Das Hamburger Nachrichten-Magazin in der Krise

Zum Spieglein geschrumpft und erblindet

Sonntag, 25. August 2013

Medien

(uh) Ob Parteien, Unternehmen oder Verbände – sobald sich Verfall nicht mehr verdrängen lässt, wächst das Bedürfnis, ihn zu stoppen. Dann häufen sich Eingriffe in Personalstruktur und Organisation. Sie rücken umso massiver in den Vordergrund, je stärker der Niedergang voranschreitet. Sie dienen dann auch dazu, Differenzen in Inhaltsfragen zu überlagern, die schwer zu lösen sind. Das gilt selbst für Redaktionen wie die des Magazins „Der Spiegel“.

Zum Nutzwert-Organ abgeschliffen

Dessen Niedergang zeigt sich an seinen Chefredakteuren. Aust musste gehen, weil Privates und Berufliches ineinander zu fließen schien. Die Nachfolger von Blumencron und Mascolo stritten und bekämpften sich. Öffentlich traten sie kaum in Erscheinung. Sie versuchten erst gar nicht, sich zu einer Instanz zu entwickeln. Würde der Spiegel Auflage machen, wären solche Defizite kaum von Belang. Niemand kommt auf die Idee, in einem blühenden, gewinnträchtigen Unternehmen, dessen Arbeit in aller Munde ist, das Ruder herumzureißen.

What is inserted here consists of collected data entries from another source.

PR #1461, opened 2020-04-21
cmd,eth,server: add voting to CLI

### LINKED ISSUE #1447: Add voting support in livepeer_cli

Orchestrators should have a way to vote in polls without exporting their keys to a web based wallet.

A possible user flow could be: 

1. Go to proposal in explorer
2. Click "Vote using CLI"
3. Step-by-step modal opens
4. Copy-paste contract address
5. CLI prompts user for Poll contract address
6. CLI shows voting options
7. CLI prompts option ID
8. CLI asks confirmation 
    - yes > send tx
   -  no > step 7

Add support for voting in polls using `livepeer_cli`.

kyriediculous:
This PR adds the option to vote from the CLI (for orchestrators) so that they don't have to export their keys. 

- generate poll contract abi bindings 
- create a `voteHandler` for the new CLI server `/vote` endpoint
- add a `Vote()` method to `LivepeerEthClient`
- Add an option to the CLI to vote 

Added & ran unit tests
Ran workflow in CLI (except for testing with a live poll on rinkeby) 

Fixes #1447 

**Checklist:**

**Example**
```
What would you like to do? (default = stats)
1. Get node status
2. View protocol parameters
3. List registered orchestrators
4. Invoke "initialize round"
5. Invoke "bond"
6. Invoke "unbond"
7. Invoke "rebond"
10. Invoke "claim" (for rewards and fees)
11. Invoke "transfer" (LPT)
12. Invoke "reward"
13. Invoke multi-step "become an orchestrator"
14. Set orchestrator config
15. Set Eth gas price
16. Get test LPT
17. Get test ETH
18. Sign a message
19. Vote on a poll
> 19
Enter the contract address for the poll you want to vote on> 0xf4e8Ef0763BCB2B1aF693F5970a00050a6aC7E1B
Identifier	Voting Options
0		Yes
1		No
2		Abstain
Enter the ID of the option you want to vote for> 0
Are you sure you want to vote "Yes" ? (y/n)> n
Identifier	Voting Options
0		Yes
1		No
2		Abstain
Enter the ID of the option you want to vote for> 2
Are you sure you want to vote "Abstain" ? (y/n)> n
Identifier	Voting Options
0		Yes
1		No
2		Abstain
Enter the ID of the option you want to vote for> 1
Are you sure you want to vote "No" ? (y/n)> y

 unable to submit vote transaction err=no contract code at given address
```

```
Enter the contract address for the poll you want to vote on> 0xbf790e51fa21e1515cece96975b3505350b20083
Identifier	Voting Options
0		Yes
1		No
2		Abstain
Enter the ID of the option you want to vote for> 1
Are you sure you want to vote "No" ? (y/n)> y

 success
```

```
I0422 03:30:44.191809   43457 backend.go:96]

Invoking transaction: "vote". Inputs: "_choiceID: 1"  Hash: "0xf6957c190f1f16fc2ca4a93846903eb435c5e08fa7f6f40b6e159aab6d74905f".

**************************************************************************
```

### DIFF
--- a/cmd/livepeer_cli/livepeer_cli.go
+++ b/cmd/livepeer_cli/livepeer_cli.go
@@ -108,6 +108,7 @@ func (w *wizard) initializeOptions() []wizardOpt {
 			w.read()
 		}, testnet: true},
 		{desc: "Sign a message", invoke: w.signMessage},
+		{desc: "Vote in a poll", invoke: w.vote, orchestrator: true},
 	}
 	return options
 }
--- a/cmd/livepeer_cli/wizard_transcoder.go
+++ b/cmd/livepeer_cli/wizard_transcoder.go
@@ -4,11 +4,15 @@ import (
 	"fmt"
 	"math/big"
 	"net/url"
+	"os"
 	"strconv"
 	"strings"
+	"text/tabwriter"
 
+	ethcommon "github.com/ethereum/go-ethereum/common"
 	"github.com/golang/glog"
 	lpcommon "github.com/livepeer/go-livepeer/common"
+	"github.com/livepeer/go-livepeer/eth/types"
 )
 
 const defaultRPCPort = "8935"
@@ -184,4 +188,59 @@ func (w *wizard) callReward() {
 
 	fmt.Printf("Calling reward for round %v\n", c)
 	httpGet(fmt.Sprintf("http://%v:%v/reward", w.host, w.httpPort))
+}
+
+func (w *wizard) vote() {
+	if w.offchain {
+		glog.Error("Can not vote in 'offchain' mode")
+		return
+	}
+
+	fmt.Print("Enter the contract address for the poll you want to vote in -")
+	poll := w.readStringAndValidate(func(in string) (string, error) {
+		if !ethcommon.IsHexAddress(in) {
+			return "", fmt.Errorf("invalid hex address address=%v", in)
+		}
+		return in, nil
+	})
+
+	var (
+		confirm = "n"
+		choice  = types.VoteChoice(-1)
+	)
+
+	for confirm == "n" {
+		choice = types.VoteChoice(-1)
+		w.showVoteChoices()
+
+		for {
+			fmt.Printf("Enter the ID of the choice you want to vote for -")
+			choice = types.VoteChoice(w.readInt())
+			if choice.IsValid() {
+				break
+			}
+			fmt.Println("Must enter a valid ID")
+		}
+
+		fmt.Printf("Are you sure you want to vote \"%v\"? (y/n) -", choice.String())
+		confirm = w.readStringYesOrNo()
+	}
+
+	data := url.Values{
+		"poll":     {poll},
+		"choiceID": {fmt.Sprintf("%v", int(choice))},
+	}
+
+	result := httpPostWithParams(fmt.Sprintf("http://%v:%v/vote", w.host, w.httpPort), data)
+
+	fmt.Printf("\n%v\n", result)
+}
+
+func (w *wizard) showVoteChoices() {
+	wtr := tabwriter.NewWriter(os.Stdout, 0, 8, 1, '\t', 0)
+	fmt.Fprintln(wtr, "Identifier\tVoting Choices")
+	for _, choice := range types.VoteChoices {
+		fmt.Fprintf(wtr, "%v\t%v\n", int(choice), choice.String())
+	}
+	wtr.Flush()
 }
--- a/eth/client.go
+++ b/eth/client.go
@@ -11,7 +11,7 @@ package eth
 //go:generate abigen --abi protocol/abi/RoundsManager.abi --pkg contracts --type RoundsManager --out contracts/roundsManager.go
 //go:generate abigen --abi protocol/abi/Minter.abi --pkg contracts --type Minter --out contracts/minter.go
 //go:generate abigen --abi protocol/abi/LivepeerTokenFaucet.abi --pkg contracts --type LivepeerTokenFaucet --out contracts/livepeerTokenFaucet.go
-
+//go:generate abigen --abi protocol/abi/Poll.abi --pkg contracts --type Poll --out contracts/poll.go
 import (
 	"context"
 	"errors"
@@ -106,6 +106,9 @@ type LivepeerEthClient interface {
 	InflationChange() (*big.Int, error)
 	TargetBondingRate() (*big.Int, error)
 	Paused() (bool, error)
+
+	// Governance
+	Vote(ethcommon.Address, *big.Int) (*types.Transaction, error)
 
 	// Helpers
 	ContractAddresses() map[string]ethcommon.Address
@@ -718,6 +721,21 @@ func (c *client) TranscoderPool() ([]*lpTypes.Transcoder, error) {
 	}
 
 	return transcoders, nil
+}
+
+func (c *client) Vote(pollAddr ethcommon.Address, choiceID *big.Int) (*types.Transaction, error) {
+	poll, err := contracts.NewPoll(pollAddr, c.backend)
+	if err != nil {
+		return nil, err
+	}
+
+	gl, gp := c.GetGasInfo()
+	opts, err := c.accountManager.CreateTransactOpts(gl, gp)
+	if err != nil {
+		return nil, err
+	}
+
+	return poll.Vote(opts, choiceID)
 }
 
 // Helpers
--- a/eth/types/contracts.go
+++ b/eth/types/contracts.go
@@ -98,3 +98,27 @@ type ProtocolParameters struct {
 	TotalSupply                   *big.Int
 	Paused                        bool
 }
+
+type VoteChoice int
+
+const (
+	Yes VoteChoice = iota
+	No
+)
+
+var VoteChoices = []VoteChoice{Yes, No}
+
+func (v VoteChoice) String() string {
+	switch v {
+	case Yes:
+		return "Yes"
+	case No:
+		return "No"
+	default:
+		return ""
+	}
+}
+
+func (v VoteChoice) IsValid() bool {
+	return v == Yes || v == No
+}
--- a/server/handlers.go
+++ b/server/handlers.go
@@ -6,9 +6,11 @@ import (
 	"math/big"
 	"net/http"
 
+	ethcommon "github.com/ethereum/go-ethereum/common"
 	"github.com/golang/glog"
 	"github.com/livepeer/go-livepeer/common"
 	"github.com/livepeer/go-livepeer/eth"
+	"github.com/livepeer/go-livepeer/eth/types"
 	"github.com/livepeer/go-livepeer/pm"
 )
 
@@ -307,5 +309,58 @@ func signMessageHandler(client eth.LivepeerEthClient) http.Handler {
 
 		w.WriteHeader(http.StatusOK)
 		w.Write(signed)
+	})
+}
+
+func voteHandler(client eth.LivepeerEthClient) http.Handler {
+	return http.HandlerFunc(func(w http.ResponseWriter, r *http.Request) {
+		if client == nil {
+			respondWith500(w, "missing ETH client")
+			return
+		}
+
+		poll := r.FormValue("poll")
+		if poll == "" {
+			respondWith500(w, "missing poll contract address")
+			return
+		}
+		if !ethcommon.IsHexAddress(poll) {
+			respondWith500(w, "invalid poll contract address")
+			return
+		}
+
+		choiceStr := r.FormValue("choiceID")
+		if choiceStr == "" {
+			respondWith500(w, "missing choiceID")
+			return
+		}
+
+		choiceID, ok := new(big.Int).SetString(choiceStr, 10)
+		if !ok {
+			respondWith500(w, "choiceID is not a valid integer value")
+			return
+		}
+		if !types.VoteChoice(int(choiceID.Int64())).IsValid() {
+			respondWith500(w, "invalid choiceID")
+			return
+		}
+
+		// submit tx
+		tx, err := client.Vote(
+			ethcommon.HexToAddress(poll),
+			choiceID,
+		)
+		if err != nil {
+			respondWith500(w, fmt.Sprintf("unable to submit vote transaction err=%v", err))
+			return
+		}
+
+		if err := client.CheckTx(tx); err != nil {
+			respondWith500(w, fmt.Sprintf("unable to mine vote transaction err=%v", err))
+			return
+		}
+
+		w.WriteHeader(http.StatusOK)
+		w.Write([]byte("vote success"))
 	})
 }
--- a/eth/backend.go
+++ b/eth/backend.go
@@ -25,6 +25,7 @@ var abis = []string{
 	contracts.RoundsManagerABI,
 	contracts.ServiceRegistryABI,
 	contracts.TicketBrokerABI,
+	contracts.PollABI,
 }
 
 type Backend interface {
--- a/eth/contracts/poll.go
+++ b/eth/contracts/poll.go
@@ -1,0 +1,385 @@
+// Code generated - DO NOT EDIT.
+// This file is a generated binding and any manual changes will be lost.
+
+package contracts
+
+import (
+	"math/big"
+	"strings"
+
+	ethereum "github.com/ethereum/go-ethereum"
+	"github.com/ethereum/go-ethereum/accounts/abi"
+	"github.com/ethereum/go-ethereum/accounts/abi/bind"
+	"github.com/ethereum/go-ethereum/common"
+	"github.com/ethereum/go-ethereum/core/types"
+	"github.com/ethereum/go-ethereum/event"
+)
+
+// Reference imports to suppress errors if they are not otherwise used.
+var (
+	_ = big.NewInt
+	_ = strings.NewReader
+	_ = ethereum.NotFound
+	_ = abi.U256
+	_ = bind.Bind
+	_ = common.Big1
+	_ = types.BloomLookup
+	_ = event.NewSubscription
+)
+
+// PollABI is the input ABI used to generate the binding from.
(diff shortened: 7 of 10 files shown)


cmd/livepeer_cli/wizard_transcoder.go
```diff
@@ -185,3 +194,68 @@ func (w *wizard) callReward() {
...
+	result := httpPostWithParams(fmt.Sprintf("http://%v:%v/vote", w.host, w.httpPort), data)
+
+	fmt.Printf("\n %v \n", result)
+}
+
+func (w *wizard) showVoteOptions() map[int]string {
+	opts := make([]string, 3)
+	for i, opt := range voteOptions {
+		opts[i] = opt
+	}
```
kyriediculous: This is kind of hacky but it ensures ordering

cmd/livepeer_cli/livepeer_cli.go
```diff
@@ -108,6 +108,7 @@ func (w *wizard) initializeOptions() []wizardOpt {
 			w.read()
 		}, testnet: true},
 		{desc: "Sign a message", invoke: w.signMessage},
+		{desc: "Vote on a poll", invoke: w.vote, orchestrator: true},
```
yondonfu: Should this be "Vote in a poll" since a user would vote in a poll as opposed to on a poll?

eth/client.go
```diff
@@ -720,6 +723,26 @@ func (c *client) TranscoderPool() ([]*lpTypes.Transcoder, error) {
...
+	if err != nil {
+		return err
+	}
+
+	tx, err := poll.Vote(opts, choiceID)
+	if err != nil {
+		return err
+	}
+
+	return c.CheckTx(tx)
```
yondonfu: Most of the other tx submitting methods pass the responsibility of waiting for a tx receipt using `CheckTx()` to the caller so that the caller can have access to the returned `Transaction` struct. Would be good to do the same here for consistency and so callers can access tx information if needed.

server/handlers.go
```diff
@@ -309,3 +310,27 @@ func signMessageHandler(client eth.LivepeerEthClient) http.Handler {
...
+
+func voteHandler(client eth.LivepeerEthClient) http.Handler {
+	return http.HandlerFunc(func(w http.ResponseWriter, r *http.Request) {
+		if client == nil {
+			respondWith500(w, "missing ETH client")
+			return
+		}
+
+		poll := r.FormValue("poll")
+		choiceID, _ := new(big.Int).SetString(r.FormValue("choiceID"), 10)
```
yondonfu: Let's check the boolean returned by `SetString()`.

yondonfu: I think we should check that the `choiceID` value is one of the valid choices. `livepeer_cli` will already do this validation, but this endpoint could be directly used to submit a vote tx so adding validation here would be helpful for avoiding accidentally submitting txs with invalid choices. `livepeer_cli` and this handler could even rely on a shared definition of valid choices so they don't have to be defined in separate places.

server/handlers.go
```diff
@@ -309,3 +310,27 @@ func signMessageHandler(client eth.LivepeerEthClient) http.Handler {
...
+		if err := client.Vote(
+			ethcommon.HexToAddress(poll),
+			choiceID,
+		); err != nil {
+			respondWith500(w, fmt.Sprintf("unable to submit vote transaction err=%v", err))
+			return
+		}
+
+		w.WriteHeader(http.StatusOK)
+		w.Write([]byte("success"))
```
yondonfu: "vote success" to be more specific?

cmd/livepeer_cli/wizard_transcoder.go
```diff
@@ -185,3 +194,68 @@ func (w *wizard) callReward() {
...
 	httpGet(fmt.Sprintf("http://%v:%v/reward", w.host, w.httpPort))
 }
+
+func (w *wizard) vote() {
+	if w.offchain {
+		glog.Error("Can not vote in 'offchain' mode")
+		return
+	}
+
+	fmt.Print("Enter the contract address for the poll you want to vote on")
```
yondonfu: "vote on" -> "vote in"?

cmd/livepeer_cli/wizard_transcoder.go
```diff
@@ -185,3 +194,68 @@ func (w *wizard) callReward() {
...
+	poll := w.readStringAndValidate(func(in string) (string, error) {
+		if !ethcommon.IsHexAddress(in) {
+			return "", fmt.Errorf("invalid hex address address=%v", in)
+		}
+		return in, nil
+	})
+
+	var (
+		confirm = "n"
+		choice  = 99
```
yondonfu: Could use -1 as the default here as it would never be a valid choice ID.

cmd/livepeer_cli/wizard_transcoder.go
```diff
@@ -185,3 +194,68 @@ func (w *wizard) callReward() {
...
+
+	fmt.Printf("\n %v \n", result)
+}
+
+func (w *wizard) showVoteOptions() map[int]string {
+	opts := make([]string, 3)
+	for i, opt := range voteOptions {
+		opts[i] = opt
+	}
+	wtr := tabwriter.NewWriter(os.Stdout, 0, 8, 1, '\t', 0)
```
yondonfu, line 240: We already use the [tablewriter](https://github.com/livepeer/go-livepeer/blob/a55045b290eed1f69780527a6b71e271e61ea31f/cmd/livepeer_cli/wizard_bond.go#L99) package elsewhere to render text tables - could be helpful to use that package here since it should automatically handle spacing adjustments in the table.

cmd/livepeer_cli/wizard_transcoder.go
yondonfu: An alternative could be to use a slice to list the options and represent the option as an enum type:

```golang
const voteOptions = []VoteOption{VoteOption.Yes, ...}

func (v VoteOption) String() string {
    switch v {
        case VoteOption.Yes:
            return "Yes"
        ...
    }
}
```

An invalid vote option would return an empty string for the `String()` call - could event wrap this into `ValidVoteOption()` function for improved readability.

cmd/livepeer_cli/wizard_transcoder.go
```diff
@@ -4,15 +4,24 @@ import (
...
+	"text/tabwriter"
 
+	ethcommon "github.com/ethereum/go-ethereum/common"
 	"github.com/golang/glog"
 	lpcommon "github.com/livepeer/go-livepeer/common"
 )
 
 const defaultRPCPort = "8935"
 
+var voteOptions = map[int]string{
```
yondonfu: Should this be `voteChoices` to match use of "choice" in `choiceID`?

yondonfu (changes requested):

cmd/livepeer_cli/wizard_transcoder.go
kyriediculous: I felt like a table might have been overkill ,  we use `tabwriter` to display video profiles in a similar workflow so I felt that would be sufficient. WDYT?

server/handlers.go
kyriediculous: if we validate the form value first then will always result in `true` because it's guaranteed to be an index of the enum

kyriediculous:
Addressed the change requests in their respective fixup commits 


fixup! cmd: add voting option to the CLI
00b49d6

fixup! server: CLI server voting handler
70c8b1c

fixup! eth: abigen for Poll contract
c385a51

server/handlers.go
kyriediculous: I added the following checks and unit tests

- missing form params check (both poll and choiceID)
- invalid poll address
- invalid choice ID

adamsoffer:
@kyriediculous @yondonfu do we want to include `abstain` as a choice in this first iteration? It's not currently accounted for in the spec defined in [LIP-16](https://github.com/livepeer/LIPs/blob/master/LIPs/LIP-16.md#off-chain-indexer), the subgraph, or the UI.

cmd/livepeer_cli/wizard_transcoder.go
```diff
@@ -185,3 +189,69 @@ func (w *wizard) callReward() {
...
+
+	fmt.Println(data)
+
+	result := httpPostWithParams(fmt.Sprintf("http://%v:%v/vote", w.host, w.httpPort), data)
+
+	fmt.Printf("\n %v \n", result)
+}
+
+func (w *wizard) showVoteChoices() map[int]string {
+	choices := make(map[int]string)
```
yondonfu: Doesn't look like we need to return this map anymore.

cmd/livepeer_cli/wizard_transcoder.go
yondonfu: Sounds good to me 👍

cmd/livepeer_cli/wizard_transcoder.go
```diff
@@ -185,3 +189,69 @@ func (w *wizard) callReward() {
...
+
+	wtr := tabwriter.NewWriter(os.Stdout, 0, 8, 1, '\t', 0)
+	fmt.Fprintln(wtr, "Identifier\tVoting Options")
```
yondonfu: "Voting Options" -> "Voting Choices" to match the "choice" terminology.

cmd/livepeer_cli/wizard_transcoder.go
```diff
@@ -185,3 +189,69 @@ func (w *wizard) callReward() {
...
+	for idx, choice := range types.VoteChoices {
+		fmt.Fprintf(wtr, "%v\t%v\n", idx, choice.String())
```
yondonfu: I suggest using the actual choice value here instead of the index i.e.

```golang
fmt.Fprintf(wtr, "%v\t%v\n", int(choice), choice.String())
```

Currently, the choice value equals the index in `VoteChoice`. But, using the actual choice value here ensures that if the choice value happened to not equal the index in the future (i.e. maybe if a choice in the middle of the slice is removed) that the correct value will be printed.

cmd/livepeer_cli/wizard_transcoder.go
```diff
@@ -185,3 +189,69 @@ func (w *wizard) callReward() {
...
+		for ok := choice.IsValid(); !ok; {
+			fmt.Printf("Enter the ID of the option you want to vote for")
+			choice = types.VoteChoice(w.readInt())
+			if ok := choice.IsValid(); ok {
+				break
+			}
+			fmt.Println("Must enter a valid ID")
+		}
+
+		fmt.Printf("Are you sure you want to vote \"%v\" ? (y/n)", choice.String())
```
yondonfu: Looks like there is an extra space before the question mark here.

cmd/livepeer_cli/wizard_transcoder.go
```diff
@@ -185,3 +189,69 @@ func (w *wizard) callReward() {
...
+	)
+
+	for confirm == "n" {
+		choice = types.VoteChoice(-1)
+		choices := w.showVoteChoices()
+		if choices == nil {
+			return
+		}
+
+		for ok := choice.IsValid(); !ok; {
```
yondonfu: Could this be simplified a bit to avoid doing 2 `IsValid()` checks in the loop? i.e.

```golang
for {
    fmt.Printf("Enter the ID...")
    choice = types.VoteChoice(w.readInt())
    if !choice.IsValid() {
        break
    }
    fmt.Println(...)
}
```

cmd/livepeer_cli/wizard_transcoder.go
```diff
@@ -185,3 +189,69 @@ func (w *wizard) callReward() {
...
 	httpGet(fmt.Sprintf("http://%v:%v/reward", w.host, w.httpPort))
 }
+
+func (w *wizard) vote() {
+	if w.offchain {
+		glog.Error("Can not vote in 'offchain' mode")
+		return
+	}
+
+	fmt.Print("Enter the contract address for the poll you want to vote in")
```
yondonfu: The the other wizard prompts look like this:

```
Enter foo bar - >
```

Perhaps we should follow that format here by adding a dash to the end of user prompts i.e. "... vote in - "? Same comment applies for the other user prompts in this file.

cmd/livepeer_cli/wizard_transcoder.go
```diff
@@ -185,3 +189,69 @@ func (w *wizard) callReward() {
...
+		fmt.Printf("Are you sure you want to vote \"%v\" ? (y/n)", choice.String())
+		confirm = w.readStringYesOrNo()
+	}
+
+	data := url.Values{
+		"poll":     {poll},
+		"choiceID": {fmt.Sprintf("%v", int(choice))},
+	}
+
+	fmt.Println(data)
```
yondonfu: Seems like this is an extraneous print statement?

cmd/livepeer_cli/wizard_transcoder.go
```diff
@@ -185,3 +189,69 @@ func (w *wizard) callReward() {
...
+
+	for confirm == "n" {
+		choice = types.VoteChoice(-1)
+		choices := w.showVoteChoices()
+		if choices == nil {
+			return
+		}
+
+		for ok := choice.IsValid(); !ok; {
+			fmt.Printf("Enter the ID of the option you want to vote for")
```
yondonfu: "option" -> "choice"

eth/types/contracts.go
```diff
@@ -98,3 +98,33 @@ type ProtocolParameters struct {
...
+		return "No"
+	case Abstain:
+		return "Abstain"
+	default:
+		return ""
+	}
+}
+
+func (v VoteChoice) IsValid() bool {
+	if v != Yes && v != No && v != Abstain {
```
yondonfu: Could the conditional be omitted?

```golang
return v == Yes || v == No || v == Abstain
```

server/handlers.go
```diff
@@ -309,3 +311,47 @@ func signMessageHandler(client eth.LivepeerEthClient) http.Handler {
...
+		}
+
+		choiceStr := r.FormValue("choiceID")
+		if choiceStr == "" {
+			respondWith500(w, "missing choiceID")
+			return
+		}
+
+		choiceID, _ := new(big.Int).SetString(choiceStr, 10)
+		fmt.Println(choiceID)
```
yondonfu: Extraneous print statement?

server/handlers.go
```diff
@@ -309,3 +311,47 @@ func signMessageHandler(client eth.LivepeerEthClient) http.Handler {
...
+		if ok := types.VoteChoice(int(choiceID.Int64())).IsValid(); !ok {
```
yondonfu: Could be simplified to:

```golang
if !types.VoteChoice(int(choiceID.Int64())).IsValid() { ... }
```

server/handlers.go
```diff
@@ -309,3 +311,47 @@ func signMessageHandler(client eth.LivepeerEthClient) http.Handler {
...
+			return
+		}
+
+		choiceStr := r.FormValue("choiceID")
+		if choiceStr == "" {
+			respondWith500(w, "missing choiceID")
+			return
+		}
+
+		choiceID, _ := new(big.Int).SetString(choiceStr, 10)
```
yondonfu: We should check the boolean here because if `choiceStr` is not a valid integer then `choiceID` will be nil and L340 will trigger a nil pointer error.

eth/client.go
yondonfu: Bump on this comment.

yondonfu (changes requested):

cmd/livepeer_cli/wizard_transcoder.go
kyriediculous: oh yeah sorry I forgot to remove this

cmd/livepeer_cli/wizard_transcoder.go
kyriediculous: So in my mind you choose an option, only after you have chosen does the option become a choice but I don't wanna discuss semantics here so I'm fine renaming everything to choice. It just felt like weird use of the word here to me.

eth/client.go
kyriediculous: fixed in e5fa5ed51e4917427539616e7cc6f300aa6adc18

cmd/livepeer_cli/wizard_transcoder.go
kyriediculous: fixed in 4ecc00b

cmd/livepeer_cli/wizard_transcoder.go
kyriediculous: fixed in 4ecc00b

cmd/livepeer_cli/wizard_transcoder.go
kyriediculous: fixed in 4ecc00b

cmd/livepeer_cli/wizard_transcoder.go
kyriediculous: fixed in 4ecc00b

cmd/livepeer_cli/wizard_transcoder.go
kyriediculous: fixed in 4ecc00b

cmd/livepeer_cli/wizard_transcoder.go
kyriediculous: fixed in 4ecc00b

cmd/livepeer_cli/wizard_transcoder.go
kyriediculous: fixed in 4ecc00b

cmd/livepeer_cli/wizard_transcoder.go
kyriediculous: fixed in 4ecc00b

server/handlers.go
kyriediculous: fixed in 2857efe

server/handlers.go
kyriediculous: fixed in 2857efe

server/handlers.go
kyriediculous: fixed in 2857efe

cmd/livepeer_cli/wizard_transcoder.go
```diff
@@ -185,3 +189,58 @@ func (w *wizard) callReward() {
...
+	)
+
+	for confirm == "n" {
+		choice = types.VoteChoice(-1)
+		w.showVoteChoices()
+
+		for {
+			fmt.Printf("Enter the ID of the choice you want to vote for -")
+			choice = types.VoteChoice(w.readInt())
+			if ok := choice.IsValid(); ok {
```
yondonfu: Can be shortened to `if choice.IsValid() { ... }`

cmd/livepeer_cli/wizard_transcoder.go
```diff
@@ -185,3 +189,58 @@ func (w *wizard) callReward() {
...
+	}
+
+	data := url.Values{
+		"poll":     {poll},
+		"choiceID": {fmt.Sprintf("%v", int(choice))},
+	}
+
+	result := httpPostWithParams(fmt.Sprintf("http://%v:%v/vote", w.host, w.httpPort), data)
+
+	fmt.Printf("\n %v \n", result)
```
yondonfu: Don't think we need the leading and trailing space as it will show up as:

```
 vote success
```

rather than 

```
vote success
```

yondonfu (commented):
Left 2 minor comments.

Other than that, changes look good so feel free to address the comments when rebasing.

kyriediculous:
Addressed the last comments and rebased

yondonfu:
Looks like CI is failing:

```
eth/watchers/orchestratorwatcher_test.go:25:35: cannot use lpEth (type *eth.StubClient) as type eth.LivepeerEthClient in argument to NewOrchestratorWatcher:
	*eth.StubClient does not implement eth.LivepeerEthClient (wrong type for Vote method)
		have Vote("github.com/ethereum/go-ethereum/common".Address, *big.Int) error
		want Vote("github.com/ethereum/go-ethereum/common".Address, *big.Int) (*"github.com/ethereum/go-ethereum/core/types".Transaction, error)
```

kyriediculous:
Apparently something went wrong in the rebase. Should be fixed.

I also added a test case for a `CheckTx()` error which should bring us to 100% coverage for the handler.

yondonfu (approved):
LGTM pending green CI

Doch der Spiegel blüht nicht. Er schrumpft. Seine Auflage sinkt. In 15 Jahren brach ein Sechstel weg. Noch schneller schwand seine Bedeutung. Exklusive Nachrichten bietet er kaum. Themen, die den öffentlichen Diskurs prägen, sucht man vergeblich. Man muss ihn nicht lesen, um auf der Höhe zu sein. Er schafft es nicht mehr, Akzente zu setzen, die andere Informationsquellen nachrangig erscheinen lassen. Das Nachrichten-Magazin wurde zum Nutzwert-Organ abgeschliffen. Von dieser Sorte gibt es viele.

Die Redaktion hat sich in der historischen Bedeutung des Magazins eingerichtet. Wie die Erben-Gemeinschaft zehrt es immer noch von seinem Gründer Rudolf Augstein. Sein einst schlagkräftiger Apparat wirkt heute träge und fett. Wie bei vielen Informationsprodukten droht die Beschäftigung mit sich selbst den Daseinszweck zu überlagern. Die publizistische Kraft verkümmert. Mit ihr schrumpft die politische und gesellschaftliche Relevanz. Der Spiegel entfaltet kaum noch Wirkung. Längst hat ihm die Bild-Zeitung den Rang abgelaufen. Der Fall Wulff illustriert die Verlagerung der Macht.

Nach rechts gedriftet

Wie desaströs die Verhältnisse beim Spiegel sind, lässt sich an der Suche nach dem neuen Chefredakteur ablesen. In ihrer entlarvenden Naivität nahm sie Ruf schädigende Züge an. Wer da wen inner- und außerhalb des Hauses als neuen Chefredakteur handelte: Man konnte sich nur die Augen reiben und die Ohren zuhalten.

Der künftige Chefredakteur Büchner will das Magazin offenbar auf Trab bringen. Als Ursache für die schlappe Gangart der vergangenen Jahre hat er wohl die Mitarbeiter-KG ausgemacht, die 50,5 Prozent am Spiegel hält und Tendenzen zu bürokratischer Verkrustung begünstigt, wie man sie aus öffentlichen Verwaltungen und Betrieben kennt. Noch ehe Büchner im Amt ist, geht er auf Konfrontation. Er beruft Bild-Mann Blome zu seinem Stellvertreter – gegen die Mitarbeiter-KG. Seither tobt beim Spiegel der Bär.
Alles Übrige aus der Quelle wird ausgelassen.